Looking at a child’s unwanted behaviors as a form of communication rather than them being bad or naughty for no reason can help us address the underlying need or problem that kid is experiencing. Below are a few examples of common ways kids’ behavior is really just them expressing their wants and needs. 

  1. Escape: Some kids use behavior to avoid a task, demand, situation, or even a person they find difficult. This may be the child who says inappropriate things to the teacher or a parent so they can escape a stressful situation.
    • Example: Sofia, who struggles with reading, refuses to take out her book during silent reading time. She eventually throws it to the floor, calls the teacher a name, and gets sent to the office. At home she refuses to do her reading homework and purposely lashes out at you, knowing you’ll send her to her room.
    • Understanding Behavior: What Sofia is trying to communicate is that she’s struggling with reading and would rather get into trouble than be asked to do a task that is challenging for her without the support she needs. 
  2. Attention. Sally is what some people might think of as clingy. She really wants to show how hard she worked on her math. At school, she raises her hand in class over and over. 
    • Example: At home, she keeps interrupting you to report her progress. When she doesn’t get a response, she keeps tapping your arm and yanking your sleeve.
    • Understanding Behavior: Nevaeh is trying to tell you that she’s unsure about her strengths. She’s telling you she needs your approval to be sure she’s done a good job on her math. 
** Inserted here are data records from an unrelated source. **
PR #10271, opened 2023-02-15
test: fix system test panic on compile error and avoid double close

kruskall:
## Motivation/summary

Trying to run system tests if there is a compile error will result in the error being printed to stderr followed by a nil pointer dereference:

```
panic: runtime error: invalid memory address or nil pointer dereference
[signal SIGSEGV: segmentation violation code=0x1 addr=0x0 pc=0x4b50f9]

goroutine 98 [running]:
os.(*Process).signal(0xc0004aab60?, {0x15a7998?, 0x1f0e850?})
        /usr/lib/go/src/os/exec_unix.go:63 +0x39
os.(*Process).Signal(...)
        /usr/lib/go/src/os/exec.go:138
github.com/elastic/apm-server/systemtest/apmservertest.interruptProcess(...)
        /apm-server/systemtest/apmservertest/server_unix.go:31
github.com/elastic/apm-server/systemtest/apmservertest.(*Server).Close(0xc0004aab60)
        /apm-server/systemtest/apmservertest/server.go:434 +0x5a
github.com/elastic/apm-server/systemtest/apmservertest.NewUnstartedServerTB.func1.1()
        /apm-server/systemtest/apmservertest/server.go:138 +0x26
created by github.com/elastic/apm-server/systemtest/apmservertest.NewUnstartedServerTB.func1
        /apm-server/systemtest/apmservertest/server.go:138 +0x1a5
```

Additionally: closing apmservertest twice results in a silent error.

## Checklist

### DIFF
--- a/systemtest/aggregation_test.go
+++ b/systemtest/aggregation_test.go
@@ -38,7 +38,7 @@ import (
 
 func TestTransactionAggregation(t *testing.T) {
 	systemtest.CleanupElasticsearch(t)
-	srv := apmservertest.NewUnstartedServerTB(t)
+	srv := apmservertest.NewUnstartedServer()
 	srv.Config.Monitoring = &apmservertest.MonitoringConfig{
 		Enabled:       true,
 		MetricsPeriod: 100 * time.Millisecond,
@@ -125,7 +125,8 @@ func TestTransactionAggregation(t *testing.T) {
 
 func TestTransactionAggregationShutdown(t *testing.T) {
 	systemtest.CleanupElasticsearch(t)
-	srv := apmservertest.NewServerTB(t)
+	srv := apmservertest.NewUnstartedServer()
+	require.NoError(t, srv.Start())
 
 	// Send a transaction to the server to be aggregated.
 	tracer := srv.Tracer()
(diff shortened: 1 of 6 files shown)


systemtest/aggregation_test.go
```diff
@@ -38,7 +38,7 @@ import (
 
 func TestTransactionAggregation(t *testing.T) {
 	systemtest.CleanupElasticsearch(t)
-	srv := apmservertest.NewUnstartedServerTB(t)
+	srv := apmservertest.NewUnstartedServer()
```
axw, line 41: If the test fails part way through, the server will be left running won't it? The idea behind NewUnstartedServerTB is that it should always close the server that it starts, when the test ends.

Changing NewUnstartedServerTB to NewUnstartedServer means transferring the responsibility of closing the server back to each test - that seems a bit error prone to me.

Could we change `Server.Close` to be safe to call multiple times, including concurrently?

axw (changes requested):

systemtest/aggregation_test.go
kruskall: Good catch! Updated!

axw (approved):

PR #10272, opened 2023-02-15
[poc] agent telemetry

SylvainJuge:
- add new agent telemetry endpoint

## Checklist
- [ ] get and send the cluster ID
- [ ] make it configurable: boolean toggle (disabled by default), telemetry URL (dev URL by default)
- [ ] modify default configuration for production deployment in cloud: feature should be enabled and use production URL for telemetry.

## Checklist

### DIFF
--- a/internal/beater/api/telemetry/handler.go
+++ b/internal/beater/api/telemetry/handler.go
@@ -1,0 +1,77 @@
+// Licensed to Elasticsearch B.V. under one or more contributor
+// license agreements. See the NOTICE file distributed with
+// this work for additional information regarding copyright
+// ownership. Elasticsearch B.V. licenses this file to you under
+// the Apache License, Version 2.0 (the "License"); you may
+// not use this file except in compliance with the License.
+// You may obtain a copy of the License at
+//
+//     http://www.apache.org/licenses/LICENSE-2.0
+//
+// Unless required by applicable law or agreed to in writing,
+// software distributed under the License is distributed on an
+// "AS IS" BASIS, WITHOUT WARRANTIES OR CONDITIONS OF ANY
+// KIND, either express or implied.  See the License for the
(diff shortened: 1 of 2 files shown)


internal/beater/api/telemetry/handler.go
```diff
@@ -0,0 +1,77 @@
...
+	ClusterId string
+
+	// Version contains the APM Server version
+	Version string
+}
+
+func Handler(cfg HandlerConfig) request.Handler {
+
+	return func(c *request.Context) {
+		err := sendTelemetry(cfg.TelemetryUrl, c.Request.Header.Get("content-type"), c.Request.Body, cfg.ClusterId, cfg.Version)
```
SylvainJuge, line 47: `/!\` the current issue is around here, we can properly get the `content-length` header with the expected value, but the original request body appears to be empty :-(

basepi: After banging my head against this much longer than I'd like to admit (why is `ContentLength` -1, even when there's a valid body??? I *still* don't know) -- I think the problem was that you were trying to pass the incoming request's `io.Reader` to the outbound request without repackaging it. Not certain why that would be a problem, since you weren't calling `ReadAll` on it, but with my contributions where I read it out to a `[]byte` and then create a new buffer wrapped in an `io.Reader`, it's working for me. Perhaps it gets closed out of band or something? I am not sure.

SylvainJuge: Thanks for taking care of this, I also tried doing a copy, but without any success, so congrats for finding a work-around !

SylvainJuge:
Not yet, for now it was mostly for experimentation and it's definitely not production grade.
There are a few aspects that we need to solve first before maybe moving forward with this.

simitt:
sounds good, closing the PR then for now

  3. Tangible gains. Some behavior is aimed at getting what they want when they want it. This behavior is very common for kids who struggle with impulsivity or flexible thinking. 
    • Example: Joseph often talks back and comes off as disrespectful. He misses or ignores cues to lower his voice. He gets agitated when he is told to stop. He argues that he’s just trying to get answers to his questions. He believes you should respond to him right away.
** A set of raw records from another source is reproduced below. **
PR #10056, opened 2023-01-17
Add global labels to service_destination metrics

carsonip:
## Motivation/summary

Add global labels to service_destination metrics for filtering APM data in APM UI

## Checklist

- [x] Update [CHANGELOG.asciidoc](https://github.com/elastic/apm-server/blob/main/CHANGELOG.asciidoc)
~~- [ ] Update [package changelog.yml](https://github.com/elastic/apm-server/blob/main/apmpackage/apm/changelog.yml) (only if changes to `apmpackage` have been made)~~
~~- [ ] Documentation has been updated~~

## How to test these changes

- Confirm that global labels are present in service_destination metrics

## Related issues

Closes #10045

Issue #10045, opened 2023-01-16
Add global labels to service_destination metrics


simitt:
We want to allow using global labels for filtering APM data everywhere in the APM UI. For this to work, global labels also need to be added to the `service_destination` (span) metrics.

    • Understanding Behavior: Joseph is communicating that he needs more information to understand what’s happening around him. His behavior shows a communication skills deficit, providing an opportunity to learn the social skill of waiting.
  4. Sensory needs. Children’s brains are constantly taking in information from their senses. For some kids, that stream of input is a struggle. They may underreact or overreact to sensory input, which can be problematic when they are disruptive at home, in the community, or at school.
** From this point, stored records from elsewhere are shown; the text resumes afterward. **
PR #10329, opened 2023-02-22
fix: invert args order for prefix check in deprecation notice

kruskall:
## Motivation/summary

_Recalling the exact syntax for the built-in stab() function, you make a sane assumption and call shoot(GUN, FOOT); The foot shoots your gun_

## Checklist


axw (approved):
oops :) sorry, I clearly didn't do a good review either!

PR #10330, opened 2023-02-22
Collect monitoring for the overflow metrics for all aggregations

### LINKED ISSUE #10207: Add monitoring data for metrics aggregation
From `8.7` onwards the APM Server creates service summary, service transaction, transaction and span destination metrics aggregations and also collects overflow information in an _other_ bucket. The only aggregator that currently reports monitoring data about the aggregation is the [tx metrics aggregator](https://github.com/elastic/apm-server/blob/main/x-pack/apm-server/aggregation/txmetrics/aggregator.go#L187-L188). 

- All aggregators need to report metrics on overflow buckets and current number of active groups.
- The tx metrics aggregator reporting needs to be updated to include monitoring information about which group has overflowed (service, tx, per-service-tx).

This was an oversight to not be added during development and the fix should be backported to `8.7`.

lahsivjar:
## Motivation/summary

Collect monitoring for the overflow metrics for all aggregations. Some major changes in the PR are:
1. The PR moves the metric updates to `publish` method, this would mean that the metrics are updated periodically based on the metric interval (set to `1m`).
2. The overflow metrics collected represent an estimate of the total number of unique transaction groups that overflowed rather than total number of overflow.
3. Changes the metric name from `txmetrics.overflowed` to `txmetrics.overflowed.total`.
4. Introduces 3 more metrics: `txmetrics.overflowed.services`, `txmetrics.overflowed.per_service_txn_groups` and `txmetrics.overflowed.txn_groups` to represent overflow reason.

## Checklist

## How to test these changes

Create overflow as per [these steps](https://github.com/elastic/apm-server/issues/9648#issuecomment-1423607724) and check if the metrics are published.

## Related issues

Fixes #10207


x-pack/apm-server/aggregation/txmetrics/aggregator.go
```diff
@@ -218,12 +227,23 @@ func (a *Aggregator) publish(ctx context.Context, period time.Duration) error {
...
+			if isMetricsPeriod {
+				activeGroups = int64(current.entries)
+				if svc == overflowBucketName {
+					servicesOverflow += overflowCount
+				} else if svcEntry.entries >= a.config.MaxTransactionGroupsPerService {
+					perSvcTxnGroupsOverflow += overflowCount
+				} else {
+					txnGroupsOverflow += overflowCount
+				}
+			}
```
lahsivjar, line 240: [**For reviewers**] Collection of metrics in `publish` method was driven by the following factors:

1. Collect total number of unique transaction groups that overflowed due to _max services limit_, _per service max transaction limit_, and _max transaction limit_. To do this, we would require the estimate from the hyperloglog sketch. While, the value would still be an estimate due to hash-collisions and hyperloglog usage but the metrics will be better aligned with the published metricset.
2. Hyperloglog++ sketch with sparse representation requires a write lock even for estimating cardinality.
3. IIUC, `CollectMonitoring` is part of a pull-based monitoring architecture, and doing a full lock on the whole struct didn't sound like a good idea.

x-pack/apm-server/aggregation/txmetrics/aggregator_test.go
```diff
@@ -93,49 +93,59 @@ func TestTxnAggregatorProcessBatch(t *testing.T) {
...
+			expectedOverflowReasonPerSvcTxnGrps: 16,
+			expectedOverflowReasonTxnGrps:       0,
+			expectedOverflowReasonSvc:           0,
 		},
 		{
-			name:                             "record_into_other_txn_if_txn_grps_limit_breached",
-			uniqueTxnCount:                   60,
-			uniqueServices:                   20,
-			expectedActiveGroups:             40,
-			expectedPerSvcTxnLimitOverflow:   2,
```
simitt, line 118: why is this 0 now? (same for the above example)

lahsivjar: I changed the meaning behind the variables. Previously the value `expectedPerSvcTxnLimitOverflow` represented the total number of events that were recorded in the overflow bucket. These included the overflow due to max transaction limit as well as due to per service transaction limit (since if the max transaction limit is breached we will still record the value in the overflow bucket of the specific service). In this PR, I updated the variables to represent the overflow due to a specific limit breach. The older and newer values can be translated as:

`expectedPerSvcTxnLimitOverflow = expectedOverflowReasonPerSvcTxnGrps + expectedOverflowReasonTxnGrps`
`expectedOtherSvcTxnLimitOverflow = expectedOverflowReasonSvc`

PR #10353, opened 2023-02-24
test: update testcontainer library and remove reaper code

kruskall:
## Motivation/summary

`containerRepaer.connect` creates a goroutine that never completes because we are not closing the channel returned by the function: https://github.com/elastic/apm-server/blob/main/systemtest/containers.go#L91
While trying to fix that goroutine leak I notice we don't really need the reaper since we're closing the agent in a cleanup hook: https://github.com/elastic/apm-server/blob/main/systemtest/fleet_test.go#L205.
The agent container leak was fixed in https://github.com/elastic/apm-server/pull/10334.
The only other place using the reaper is runapm but that's settig the `Reap` field explicitly so this is not changing behaviour.

## Checklist


axw (commented):
> While trying to fix that goroutine leak I notice we don't really need the reaper since we're closing the agent in a cleanup hook: https://github.com/elastic/apm-server/blob/main/systemtest/fleet_test.go#L205.

The point of the reaper is to remove containers when the tests exit uncleanly. For example, say the process gets wedged for whatever reason and you interrupt it (Ctrl+C or whatever) - the container will be left running. The reaper ensures that container will eventually be destroyed.

kruskall:
Thanks for the feedback! :bow: 

I'll try to revisit this and find another way to prevent the goroutine from leaking

axw:
@kruskall can we close this in the mean time?

(FWIW I don't think it matters if we have some orphaned goroutines in the system tests, as long as they're not accumulating for each test. Happy to improve things if it doesn't significantly complicate anything though.)

kruskall:
@axw I've updated the PR to close the reaper goroutine once we close the agent container (we don't need the reaper anymore at that point since it's after the container has been killed).
The code was changed to create a goroutine/connection for each test but that's fine since `testcontainers` is reusing the reaper so there's at most one ryuk container running.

    • Example: Ethan, for instancehas a hard time sitting still. He is getting up and running around the classroom at school and won’t stay with you in the store or parking lot. He will run and jump all over the house with no regard for personal safety.
    • Understanding Behavior: Ethan may have a low threshold for proprioception and vestibular input meaning he needs a lot more movement in his day for him to feel normal. 

These are just a few examples and explanations of what behavior can mean. If your child’s behavior is getting in the way of their success and independence, an Occupational Therapist can help you decode and understand your child’s behavior and help address the underlying issues. OT’s help gives families and children the tools to reduce unwanted or inappropriate behaviors so that everyone can lead a happy, healthy, and meaningful life.